─── Records to use ───

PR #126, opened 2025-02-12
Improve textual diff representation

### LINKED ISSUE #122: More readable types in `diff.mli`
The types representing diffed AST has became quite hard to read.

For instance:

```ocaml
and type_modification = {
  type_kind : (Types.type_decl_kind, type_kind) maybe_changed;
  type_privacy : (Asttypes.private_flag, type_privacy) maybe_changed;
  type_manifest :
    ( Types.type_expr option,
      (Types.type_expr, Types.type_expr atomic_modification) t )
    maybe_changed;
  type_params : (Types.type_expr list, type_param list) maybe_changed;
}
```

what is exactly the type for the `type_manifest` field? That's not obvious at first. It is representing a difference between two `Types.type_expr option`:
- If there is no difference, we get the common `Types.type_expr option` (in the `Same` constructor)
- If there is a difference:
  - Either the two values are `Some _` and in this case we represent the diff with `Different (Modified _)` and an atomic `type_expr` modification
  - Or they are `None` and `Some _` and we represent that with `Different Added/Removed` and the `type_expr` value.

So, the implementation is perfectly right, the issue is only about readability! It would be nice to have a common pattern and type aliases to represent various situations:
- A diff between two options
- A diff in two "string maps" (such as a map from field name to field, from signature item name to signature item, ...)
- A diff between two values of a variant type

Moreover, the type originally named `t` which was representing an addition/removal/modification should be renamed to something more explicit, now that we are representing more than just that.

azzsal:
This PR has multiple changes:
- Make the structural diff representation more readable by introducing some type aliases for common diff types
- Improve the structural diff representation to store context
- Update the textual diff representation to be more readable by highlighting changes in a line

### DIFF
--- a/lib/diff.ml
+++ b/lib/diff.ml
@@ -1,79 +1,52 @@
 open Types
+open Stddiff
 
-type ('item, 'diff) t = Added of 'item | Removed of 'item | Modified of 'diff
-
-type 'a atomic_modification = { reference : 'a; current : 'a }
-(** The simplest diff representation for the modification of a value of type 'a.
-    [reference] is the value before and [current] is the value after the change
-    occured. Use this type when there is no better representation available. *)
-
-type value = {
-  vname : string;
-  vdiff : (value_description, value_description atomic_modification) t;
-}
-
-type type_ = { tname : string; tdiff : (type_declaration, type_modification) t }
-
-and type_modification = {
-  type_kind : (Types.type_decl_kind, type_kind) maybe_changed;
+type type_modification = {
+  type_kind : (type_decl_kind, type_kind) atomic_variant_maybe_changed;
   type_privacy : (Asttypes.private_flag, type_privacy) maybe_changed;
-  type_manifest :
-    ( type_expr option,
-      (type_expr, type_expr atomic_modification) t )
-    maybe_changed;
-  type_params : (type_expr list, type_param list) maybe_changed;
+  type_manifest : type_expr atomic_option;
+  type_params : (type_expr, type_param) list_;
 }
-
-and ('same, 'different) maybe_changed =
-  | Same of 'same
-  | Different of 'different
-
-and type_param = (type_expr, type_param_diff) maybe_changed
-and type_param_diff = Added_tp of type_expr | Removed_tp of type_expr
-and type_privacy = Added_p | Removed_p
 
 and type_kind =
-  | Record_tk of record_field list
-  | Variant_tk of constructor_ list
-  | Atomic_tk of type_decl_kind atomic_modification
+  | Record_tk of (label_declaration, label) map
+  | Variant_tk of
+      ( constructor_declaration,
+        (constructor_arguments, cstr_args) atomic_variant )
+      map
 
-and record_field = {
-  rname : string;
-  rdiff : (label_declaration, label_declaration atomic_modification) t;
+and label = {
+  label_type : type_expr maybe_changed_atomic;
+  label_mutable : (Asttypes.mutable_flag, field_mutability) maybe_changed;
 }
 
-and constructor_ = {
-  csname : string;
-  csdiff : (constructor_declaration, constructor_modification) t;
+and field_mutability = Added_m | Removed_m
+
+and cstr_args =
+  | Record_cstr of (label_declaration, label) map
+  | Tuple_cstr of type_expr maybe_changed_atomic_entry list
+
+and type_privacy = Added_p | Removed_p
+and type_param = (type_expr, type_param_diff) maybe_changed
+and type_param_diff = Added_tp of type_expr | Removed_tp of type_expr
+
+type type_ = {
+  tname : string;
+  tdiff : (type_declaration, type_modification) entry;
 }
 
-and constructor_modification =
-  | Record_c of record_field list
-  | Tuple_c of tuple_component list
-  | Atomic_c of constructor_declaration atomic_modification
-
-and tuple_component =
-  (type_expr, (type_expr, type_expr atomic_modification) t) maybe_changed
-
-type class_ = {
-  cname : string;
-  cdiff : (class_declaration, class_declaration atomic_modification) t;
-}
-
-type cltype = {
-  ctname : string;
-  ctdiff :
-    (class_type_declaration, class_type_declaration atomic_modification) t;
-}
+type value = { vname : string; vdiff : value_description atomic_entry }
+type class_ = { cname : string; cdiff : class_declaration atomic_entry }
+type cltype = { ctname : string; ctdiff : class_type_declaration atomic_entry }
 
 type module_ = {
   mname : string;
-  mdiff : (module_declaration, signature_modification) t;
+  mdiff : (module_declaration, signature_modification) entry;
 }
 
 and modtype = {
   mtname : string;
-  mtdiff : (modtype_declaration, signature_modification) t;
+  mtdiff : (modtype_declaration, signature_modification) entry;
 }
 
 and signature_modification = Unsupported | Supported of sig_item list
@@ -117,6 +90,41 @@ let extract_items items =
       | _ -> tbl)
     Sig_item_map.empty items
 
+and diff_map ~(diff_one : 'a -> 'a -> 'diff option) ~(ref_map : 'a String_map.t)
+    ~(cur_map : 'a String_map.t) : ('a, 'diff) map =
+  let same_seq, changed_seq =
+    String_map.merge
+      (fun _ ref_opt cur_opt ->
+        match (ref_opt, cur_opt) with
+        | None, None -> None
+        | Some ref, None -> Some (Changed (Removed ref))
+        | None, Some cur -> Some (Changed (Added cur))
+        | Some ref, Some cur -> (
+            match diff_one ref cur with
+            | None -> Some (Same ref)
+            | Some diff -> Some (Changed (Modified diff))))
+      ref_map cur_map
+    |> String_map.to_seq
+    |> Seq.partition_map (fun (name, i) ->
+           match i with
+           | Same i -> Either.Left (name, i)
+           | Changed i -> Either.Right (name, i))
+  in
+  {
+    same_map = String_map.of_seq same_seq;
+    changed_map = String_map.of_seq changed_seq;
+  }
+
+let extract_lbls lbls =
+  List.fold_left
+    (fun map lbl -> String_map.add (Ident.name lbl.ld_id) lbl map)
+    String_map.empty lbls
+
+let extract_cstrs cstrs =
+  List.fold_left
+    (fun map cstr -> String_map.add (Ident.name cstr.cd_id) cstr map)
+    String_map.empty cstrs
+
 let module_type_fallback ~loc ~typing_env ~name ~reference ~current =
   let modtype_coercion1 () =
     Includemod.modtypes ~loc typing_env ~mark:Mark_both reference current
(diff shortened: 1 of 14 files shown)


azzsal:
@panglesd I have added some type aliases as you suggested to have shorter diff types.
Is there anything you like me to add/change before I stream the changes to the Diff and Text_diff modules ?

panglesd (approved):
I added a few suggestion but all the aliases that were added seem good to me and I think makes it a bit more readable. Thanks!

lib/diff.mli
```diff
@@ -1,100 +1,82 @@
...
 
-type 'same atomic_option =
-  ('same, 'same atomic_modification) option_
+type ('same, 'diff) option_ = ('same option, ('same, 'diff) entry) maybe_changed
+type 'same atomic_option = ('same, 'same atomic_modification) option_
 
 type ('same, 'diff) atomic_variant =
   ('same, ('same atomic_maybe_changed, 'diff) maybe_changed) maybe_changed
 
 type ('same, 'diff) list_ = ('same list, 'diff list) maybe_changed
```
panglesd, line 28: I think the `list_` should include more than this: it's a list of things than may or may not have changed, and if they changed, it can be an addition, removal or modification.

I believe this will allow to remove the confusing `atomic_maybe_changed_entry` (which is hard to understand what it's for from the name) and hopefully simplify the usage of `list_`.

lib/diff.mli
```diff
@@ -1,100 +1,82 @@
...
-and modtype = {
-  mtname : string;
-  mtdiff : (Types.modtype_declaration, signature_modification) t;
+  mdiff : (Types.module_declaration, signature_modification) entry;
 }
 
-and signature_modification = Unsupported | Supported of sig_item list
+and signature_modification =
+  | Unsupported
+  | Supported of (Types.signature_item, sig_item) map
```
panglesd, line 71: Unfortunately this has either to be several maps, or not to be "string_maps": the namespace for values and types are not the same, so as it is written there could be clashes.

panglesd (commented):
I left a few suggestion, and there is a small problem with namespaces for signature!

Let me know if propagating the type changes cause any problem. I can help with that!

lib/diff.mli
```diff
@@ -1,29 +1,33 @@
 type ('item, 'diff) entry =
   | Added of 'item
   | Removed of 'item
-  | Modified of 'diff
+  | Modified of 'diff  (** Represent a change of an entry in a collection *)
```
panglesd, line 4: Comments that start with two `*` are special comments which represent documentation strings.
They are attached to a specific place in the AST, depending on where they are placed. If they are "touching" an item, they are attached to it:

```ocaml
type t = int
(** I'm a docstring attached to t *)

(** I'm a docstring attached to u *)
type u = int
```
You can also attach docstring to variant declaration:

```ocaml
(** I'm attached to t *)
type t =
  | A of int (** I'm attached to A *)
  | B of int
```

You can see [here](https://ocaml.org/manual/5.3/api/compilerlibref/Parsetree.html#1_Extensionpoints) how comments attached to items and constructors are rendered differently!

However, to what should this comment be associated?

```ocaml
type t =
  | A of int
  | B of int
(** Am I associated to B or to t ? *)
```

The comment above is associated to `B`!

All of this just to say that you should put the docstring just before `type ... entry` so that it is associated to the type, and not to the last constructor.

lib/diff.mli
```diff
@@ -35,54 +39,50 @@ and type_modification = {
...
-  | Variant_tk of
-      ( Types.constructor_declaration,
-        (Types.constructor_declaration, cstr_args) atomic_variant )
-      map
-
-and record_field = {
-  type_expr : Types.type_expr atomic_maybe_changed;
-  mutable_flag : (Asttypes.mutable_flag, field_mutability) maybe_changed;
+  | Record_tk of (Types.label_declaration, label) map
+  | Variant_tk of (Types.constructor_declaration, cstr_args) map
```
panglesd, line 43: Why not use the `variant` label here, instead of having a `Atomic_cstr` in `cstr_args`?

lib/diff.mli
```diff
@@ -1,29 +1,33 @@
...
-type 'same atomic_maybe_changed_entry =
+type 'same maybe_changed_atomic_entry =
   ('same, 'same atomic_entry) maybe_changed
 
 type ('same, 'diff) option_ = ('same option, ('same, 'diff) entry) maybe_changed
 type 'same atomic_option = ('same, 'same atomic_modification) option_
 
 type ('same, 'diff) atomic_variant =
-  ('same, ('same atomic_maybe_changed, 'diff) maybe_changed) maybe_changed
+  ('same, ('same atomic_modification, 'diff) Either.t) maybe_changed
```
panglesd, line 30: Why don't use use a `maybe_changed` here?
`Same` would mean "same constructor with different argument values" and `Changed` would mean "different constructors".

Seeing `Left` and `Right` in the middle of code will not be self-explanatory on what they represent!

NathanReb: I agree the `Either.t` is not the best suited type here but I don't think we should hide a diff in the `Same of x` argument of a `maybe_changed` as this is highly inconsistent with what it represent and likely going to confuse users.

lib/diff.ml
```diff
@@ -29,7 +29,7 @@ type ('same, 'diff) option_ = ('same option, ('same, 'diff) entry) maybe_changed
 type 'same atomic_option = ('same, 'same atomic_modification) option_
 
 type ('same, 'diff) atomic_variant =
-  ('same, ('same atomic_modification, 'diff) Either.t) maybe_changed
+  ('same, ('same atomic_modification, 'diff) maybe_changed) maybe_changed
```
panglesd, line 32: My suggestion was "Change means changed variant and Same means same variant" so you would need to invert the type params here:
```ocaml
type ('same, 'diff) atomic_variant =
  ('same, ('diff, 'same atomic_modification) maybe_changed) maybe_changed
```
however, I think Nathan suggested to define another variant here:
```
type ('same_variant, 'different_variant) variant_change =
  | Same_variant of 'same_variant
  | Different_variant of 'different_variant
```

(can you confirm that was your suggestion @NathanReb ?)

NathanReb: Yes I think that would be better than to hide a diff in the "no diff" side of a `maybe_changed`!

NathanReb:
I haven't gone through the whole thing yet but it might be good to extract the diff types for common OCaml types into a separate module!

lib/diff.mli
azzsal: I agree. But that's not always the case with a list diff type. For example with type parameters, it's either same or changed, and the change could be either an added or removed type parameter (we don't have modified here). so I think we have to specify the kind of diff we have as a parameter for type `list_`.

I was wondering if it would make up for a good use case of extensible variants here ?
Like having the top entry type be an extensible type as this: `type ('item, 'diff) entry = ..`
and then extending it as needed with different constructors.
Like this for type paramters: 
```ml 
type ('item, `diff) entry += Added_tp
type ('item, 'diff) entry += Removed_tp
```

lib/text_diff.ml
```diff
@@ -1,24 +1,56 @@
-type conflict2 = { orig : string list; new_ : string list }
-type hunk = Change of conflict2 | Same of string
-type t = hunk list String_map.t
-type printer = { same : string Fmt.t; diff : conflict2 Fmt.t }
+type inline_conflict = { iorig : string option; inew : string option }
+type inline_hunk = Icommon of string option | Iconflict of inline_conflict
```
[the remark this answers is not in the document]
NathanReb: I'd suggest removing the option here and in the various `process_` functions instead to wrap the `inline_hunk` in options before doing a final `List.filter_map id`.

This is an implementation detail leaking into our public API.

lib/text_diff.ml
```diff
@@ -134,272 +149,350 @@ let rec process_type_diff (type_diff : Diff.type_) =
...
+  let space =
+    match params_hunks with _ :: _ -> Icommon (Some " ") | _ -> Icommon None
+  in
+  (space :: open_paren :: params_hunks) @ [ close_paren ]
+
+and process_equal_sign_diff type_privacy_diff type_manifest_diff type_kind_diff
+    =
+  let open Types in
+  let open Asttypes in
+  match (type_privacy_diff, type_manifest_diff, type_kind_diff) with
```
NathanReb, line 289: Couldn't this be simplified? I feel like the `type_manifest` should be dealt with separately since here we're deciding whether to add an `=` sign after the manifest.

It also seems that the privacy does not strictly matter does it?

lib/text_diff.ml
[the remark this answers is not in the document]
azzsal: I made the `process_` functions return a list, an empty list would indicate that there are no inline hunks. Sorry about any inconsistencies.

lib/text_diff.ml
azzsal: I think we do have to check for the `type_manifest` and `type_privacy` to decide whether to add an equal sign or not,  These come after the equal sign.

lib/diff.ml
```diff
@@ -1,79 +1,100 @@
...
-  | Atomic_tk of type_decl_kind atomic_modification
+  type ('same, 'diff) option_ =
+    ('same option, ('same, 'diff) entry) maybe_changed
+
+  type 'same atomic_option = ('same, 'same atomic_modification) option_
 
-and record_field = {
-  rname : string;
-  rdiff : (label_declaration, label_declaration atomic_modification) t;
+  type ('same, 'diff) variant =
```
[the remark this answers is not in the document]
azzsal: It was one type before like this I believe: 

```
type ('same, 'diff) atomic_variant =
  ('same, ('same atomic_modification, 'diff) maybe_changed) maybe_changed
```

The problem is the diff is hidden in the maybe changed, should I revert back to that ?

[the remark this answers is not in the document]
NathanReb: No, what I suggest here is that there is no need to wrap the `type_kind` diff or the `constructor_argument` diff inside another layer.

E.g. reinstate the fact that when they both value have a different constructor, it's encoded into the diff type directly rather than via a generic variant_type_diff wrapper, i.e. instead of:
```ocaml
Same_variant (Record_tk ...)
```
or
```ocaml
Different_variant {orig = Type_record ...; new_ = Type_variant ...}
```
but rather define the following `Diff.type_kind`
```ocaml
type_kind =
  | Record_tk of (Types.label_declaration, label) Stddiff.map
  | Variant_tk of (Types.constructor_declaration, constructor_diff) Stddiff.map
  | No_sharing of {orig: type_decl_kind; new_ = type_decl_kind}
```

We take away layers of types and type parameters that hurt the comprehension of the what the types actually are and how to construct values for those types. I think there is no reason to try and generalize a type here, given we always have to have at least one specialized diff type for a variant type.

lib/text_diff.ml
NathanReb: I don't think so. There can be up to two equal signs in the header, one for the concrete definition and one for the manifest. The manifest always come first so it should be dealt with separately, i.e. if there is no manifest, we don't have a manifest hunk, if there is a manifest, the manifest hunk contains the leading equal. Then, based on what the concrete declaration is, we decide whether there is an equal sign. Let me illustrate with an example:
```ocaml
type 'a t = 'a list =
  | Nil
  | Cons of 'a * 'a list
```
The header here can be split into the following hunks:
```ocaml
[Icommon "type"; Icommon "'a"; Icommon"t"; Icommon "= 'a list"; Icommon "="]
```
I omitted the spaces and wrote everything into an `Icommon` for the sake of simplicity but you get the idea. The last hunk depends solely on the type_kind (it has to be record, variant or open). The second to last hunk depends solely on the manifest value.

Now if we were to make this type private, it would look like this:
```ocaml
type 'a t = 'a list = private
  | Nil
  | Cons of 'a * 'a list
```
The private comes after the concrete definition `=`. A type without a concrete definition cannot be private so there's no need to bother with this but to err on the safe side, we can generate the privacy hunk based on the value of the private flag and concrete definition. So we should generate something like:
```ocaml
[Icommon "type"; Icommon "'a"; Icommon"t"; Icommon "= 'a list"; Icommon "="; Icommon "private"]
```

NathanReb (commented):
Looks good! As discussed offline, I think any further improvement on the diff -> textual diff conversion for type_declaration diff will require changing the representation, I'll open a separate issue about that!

───
─── Records to use ───

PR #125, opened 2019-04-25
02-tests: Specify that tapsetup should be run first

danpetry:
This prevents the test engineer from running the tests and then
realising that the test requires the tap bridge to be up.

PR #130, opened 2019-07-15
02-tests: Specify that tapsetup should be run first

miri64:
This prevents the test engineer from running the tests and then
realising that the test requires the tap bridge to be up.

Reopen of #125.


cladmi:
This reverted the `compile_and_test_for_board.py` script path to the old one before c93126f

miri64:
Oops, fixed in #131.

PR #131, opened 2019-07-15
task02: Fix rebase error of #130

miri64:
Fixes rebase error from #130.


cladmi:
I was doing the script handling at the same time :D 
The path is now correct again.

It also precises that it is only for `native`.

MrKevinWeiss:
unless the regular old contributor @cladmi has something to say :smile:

───

--- Assignment ---
Using the listing above, work out the number of lines that include "values". The reply is that number alone.

--- Task answer ---
5